Task goal.
Your job is to reproduce all of the data exactly.

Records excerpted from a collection
PR #12098, opened 2026-07-05
fix(assistant-toolkit): coerce stringified jsonSchema in add-schema tool

dmaretskyi:
## Summary

Fixes the `add-schema` database-skill tool, which failed whenever a model passed the JSON Schema as a JSON-encoded string instead of an object.

## Root cause

`SchemaAdd.input.jsonSchema` was typed `Schema.Any`. That serializes to an unconstrained tool parameter (`{"$id":"/schemas/any"}` — no `type`), so the model is free to emit `jsonSchema` as a **string**. Nothing coerced it: the only decode at the tool-call boundary is `@effect/ai`'s `Toolkit.handle`, and `Schema.Any` decodes as a passthrough. `Type.makeObjectFromJsonSchema` then received a string and produced a corrupted type (the "escaped quotes" symptom).

## Fix

Type the field as a union that accepts an object (preferred) or a JSON string, parsing the string back into an object:

```ts
jsonSchema: Schema.Union(Schema.parseJson(Schema.Object), Schema.Any)
```

- The transform survives the operation→tool projection (`mapSchemaTypeForLLM` passes the union through unchanged) and runs during `@effect/ai`'s parameter decode, so a stringified argument is coerced before it reaches the handler.
- The object path is unchanged (byte-for-byte), and the decoded type stays `any`, so the handler needs no change and no cast is introduced.
- A description now nudges the model to provide an object.

## Why existing tests missed it

Three independent reasons, each sufficient on its own:
1. The assertion only checked that a type with the given `typename` existed (`length >= 1`) — never the created schema's fields. `typename` is a separate top-level arg, so it passes even when the `jsonSchema` payload is malformed.
2. `jsonSchema: Schema.Any` gets no decode/validation at the boundary.
3. It ran against a memoized LLM fixture that froze a clean object payload — the stringified form the bug needs was never exercised.

## Tests

- `schema-add: decodes a stringified jsonSchema at the tool-call boundary` — decodes the operation input with `jsonSchema` as both a JSON string and an object; asserts both yield the object. Deterministic, no LLM.
- `schema-add: creates a schema with the declared fields` — decodes a stringified schema through the tool-call boundary, invokes the handler, and asserts the created type actually carries the declared fields (`name`/`description`/`status`).
- Strengthened the existing LLM-driven `schema-add` test to also assert the created schema's fields.

## Verification

Local build/test is blocked in this environment (the moon TypeScript toolchain plugin download is egress-denied), so the vitest suite runs in CI. Verified here: the coercion behavior via standalone `effect` Schema probes (object passthrough identical, string→object, LLM-facing schema unchanged apart from the description), and a source-resolved `tsc` typecheck of the changed files (677 files loaded, no type errors).

---
_Generated by [Claude Code](https://claude.ai/code/session_01Lj3AjcySUTwunJTM5qzfMo)_

## Summary by CodeRabbit

* **Bug Fixes**
  * Improved handling of database schema input by accepting schema definitions provided as either a JSON object or serialized JSON text.
  * Added stricter validation to ensure only object-shaped JSON schemas are accepted at the tool boundary.
  * Strengthened checks that newly created schemas retain expected fields/properties.
* **Tests**
  * Expanded coverage for schema decoding at the tool boundary, including rejection of invalid (non-object) payloads.
  * Added/strengthened assertions verifying the created schema’s expected properties and contents.


packages/core/compute/assistant-toolkit/src/skills/database/operations/definitions.ts
```diff
@@ -199,7 +199,13 @@ export const SchemaAdd = Operation.make({
...
       description: 'The typename of the schema in the format of "com.example.type.type".',
     }),
-    jsonSchema: Schema.Any,
+    // Unconstrained tool parameters are serialized to the LLM without a `type`, so some models
+    // emit the JSON Schema as a JSON-encoded string rather than an object. Accept either form and
+    // decode a string back into an object at the tool-call boundary, since `makeObjectFromJsonSchema`
+    // requires an object.
+    jsonSchema: Schema.Union(Schema.parseJson(Schema.Object), Schema.Any).annotations({
+      description: 'The JSON Schema (draft-07) object describing the fields of the new type. Provide a JSON object.',
+    }),
```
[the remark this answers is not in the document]
dmaretskyi: Good catch — fixed in 560f01663. Narrowed the fallback to `Schema.Object` so a malformed payload (invalid JSON, or a non-object) now fails at the decode boundary instead of reaching `makeObjectFromJsonSchema`. The decoded type stays assignable without a cast, and I added a malformed-input assertion to the boundary test.

---

packages/core/compute/assistant-toolkit/src/skills/database/operations/definitions.ts
```diff
@@ -199,7 +199,13 @@ export const SchemaAdd = Operation.make({
     typename: Schema.String.annotations({
       description: 'The typename of the schema in the format of "com.example.type.type".',
     }),
-    jsonSchema: Schema.Any,
+    // Unconstrained tool parameters are serialized to the LLM without a `type`, so some models
+    // emit the JSON Schema as a JSON-encoded string rather than an object. Accept either form,
+    // decoding a string back into an object, and reject anything that is not an object at the
+    // tool-call boundary, since `makeObjectFromJsonSchema` requires an object.
+    jsonSchema: Schema.Union(Schema.parseJson(Schema.Object), Schema.Object).annotations({
```
dmaretskyi: do Schema.Record<String, Any> to force model to emit and object

dmaretskyi: Done in c344c0f4f — `jsonSchema: Schema.Record({ key: Schema.String, value: Schema.Any })`, which advertises `type: object` to the model. Decoded value stays assignable to `makeObjectFromJsonSchema` without a cast.

Heads-up: this changes the `add-schema` tool's serialized `inputSchema`, which is embedded in the database skill's memoized conversations. So `src/skills/database/skill.conversations.json` needs regenerating (`ALLOW_LLM_GENERATION=1`) — until then the ~17 memoized LLM tests in `skill.test.ts` fail with "No memoized conversation found" (that's the current red `test` job). I can't run the regen in this sandbox (no edge AI-service egress and the moon TS toolchain download is blocked here). Could you regenerate the cache, or let me know if there's an env where I should?

The new deterministic, non-LLM tests (object-only decode contract + schema-creation assertion) pass independently of the cache.

---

Written solution.
PR #12098, opened 2026-07-05
fix(assistant-toolkit): coerce stringified jsonSchema in add-schema tool

dmaretskyi:
## Summary

Fixes the `add-schema` database-skill tool, which failed whenever a model passed the JSON Schema as a JSON-encoded string instead of an object.

## Root cause

`SchemaAdd.input.jsonSchema` was typed `Schema.Any`. That serializes to an unconstrained tool parameter (`{"$id":"/schemas/any"}` — no `type`), so the model is free to emit `jsonSchema` as a **string**. Nothing coerced it: the only decode at the tool-call boundary is `@effect/ai`'s `Toolkit.handle`, and `Schema.Any` decodes as a passthrough. `Type.makeObjectFromJsonSchema` then received a string and produced a corrupted type (the "escaped quotes" symptom).

## Fix

Type the field as a union that accepts an object (preferred) or a JSON string, parsing the string back into an object:

```ts
jsonSchema: Schema.Union(Schema.parseJson(Schema.Object), Schema.Any)
```

- The transform survives the operation→tool projection (`mapSchemaTypeForLLM` passes the union through unchanged) and runs during `@effect/ai`'s parameter decode, so a stringified argument is coerced before it reaches the handler.
- The object path is unchanged (byte-for-byte), and the decoded type stays `any`, so the handler needs no change and no cast is introduced.
- A description now nudges the model to provide an object.

## Why existing tests missed it

Three independent reasons, each sufficient on its own:
1. The assertion only checked that a type with the given `typename` existed (`length >= 1`) — never the created schema's fields. `typename` is a separate top-level arg, so it passes even when the `jsonSchema` payload is malformed.
2. `jsonSchema: Schema.Any` gets no decode/validation at the boundary.
3. It ran against a memoized LLM fixture that froze a clean object payload — the stringified form the bug needs was never exercised.

## Tests

- `schema-add: decodes a stringified jsonSchema at the tool-call boundary` — decodes the operation input with `jsonSchema` as both a JSON string and an object; asserts both yield the object. Deterministic, no LLM.
- `schema-add: creates a schema with the declared fields` — decodes a stringified schema through the tool-call boundary, invokes the handler, and asserts the created type actually carries the declared fields (`name`/`description`/`status`).
- Strengthened the existing LLM-driven `schema-add` test to also assert the created schema's fields.

## Verification

Local build/test is blocked in this environment (the moon TypeScript toolchain plugin download is egress-denied), so the vitest suite runs in CI. Verified here: the coercion behavior via standalone `effect` Schema probes (object passthrough identical, string→object, LLM-facing schema unchanged apart from the description), and a source-resolved `tsc` typecheck of the changed files (677 files loaded, no type errors).

---
_Generated by [Claude Code](https://claude.ai/code/session_01Lj3AjcySUTwunJTM5qzfMo)_

## Summary by CodeRabbit

* **Bug Fixes**
  * Improved handling of database schema input by accepting schema definitions provided as either a JSON object or serialized JSON text.
  * Added stricter validation to ensure only object-shaped JSON schemas are accepted at the tool boundary.
  * Strengthened checks that newly created schemas retain expected fields/properties.
* **Tests**
  * Expanded coverage for schema decoding at the tool boundary, including rejection of invalid (non-object) payloads.
  * Added/strengthened assertions verifying the created schema’s expected properties and contents.


packages/core/compute/assistant-toolkit/src/skills/database/operations/definitions.ts
```diff
@@ -199,7 +199,13 @@ export const SchemaAdd = Operation.make({
...
       description: 'The typename of the schema in the format of "com.example.type.type".',
     }),
-    jsonSchema: Schema.Any,
+    // Unconstrained tool parameters are serialized to the LLM without a `type`, so some models
+    // emit the JSON Schema as a JSON-encoded string rather than an object. Accept either form and
+    // decode a string back into an object at the tool-call boundary, since `makeObjectFromJsonSchema`
+    // requires an object.
+    jsonSchema: Schema.Union(Schema.parseJson(Schema.Object), Schema.Any).annotations({
+      description: 'The JSON Schema (draft-07) object describing the fields of the new type. Provide a JSON object.',
+    }),
```
[the remark this answers is not in the document]
dmaretskyi: Good catch — fixed in 560f01663. Narrowed the fallback to `Schema.Object` so a malformed payload (invalid JSON, or a non-object) now fails at the decode boundary instead of reaching `makeObjectFromJsonSchema`. The decoded type stays assignable without a cast, and I added a malformed-input assertion to the boundary test.

---

packages/core/compute/assistant-toolkit/src/skills/database/operations/definitions.ts
```diff
@@ -199,7 +199,13 @@ export const SchemaAdd = Operation.make({
     typename: Schema.String.annotations({
       description: 'The typename of the schema in the format of "com.example.type.type".',
     }),
-    jsonSchema: Schema.Any,
+    // Unconstrained tool parameters are serialized to the LLM without a `type`, so some models
+    // emit the JSON Schema as a JSON-encoded string rather than an object. Accept either form,
+    // decoding a string back into an object, and reject anything that is not an object at the
+    // tool-call boundary, since `makeObjectFromJsonSchema` requires an object.
+    jsonSchema: Schema.Union(Schema.parseJson(Schema.Object), Schema.Object).annotations({
```
dmaretskyi: do Schema.Record<String, Any> to force model to emit and object

dmaretskyi: Done in c344c0f4f — `jsonSchema: Schema.Record({ key: Schema.String, value: Schema.Any })`, which advertises `type: object` to the model. Decoded value stays assignable to `makeObjectFromJsonSchema` without a cast.

Heads-up: this changes the `add-schema` tool's serialized `inputSchema`, which is embedded in the database skill's memoized conversations. So `src/skills/database/skill.conversations.json` needs regenerating (`ALLOW_LLM_GENERATION=1`) — until then the ~17 memoized LLM tests in `skill.test.ts` fail with "No memoized conversation found" (that's the current red `test` job). I can't run the regen in this sandbox (no edge AI-service egress and the moon TS toolchain download is blocked here). Could you regenerate the cache, or let me know if there's an env where I should?

The new deterministic, non-LLM tests (object-only decode contract + schema-creation assertion) pass independently of the cache.

---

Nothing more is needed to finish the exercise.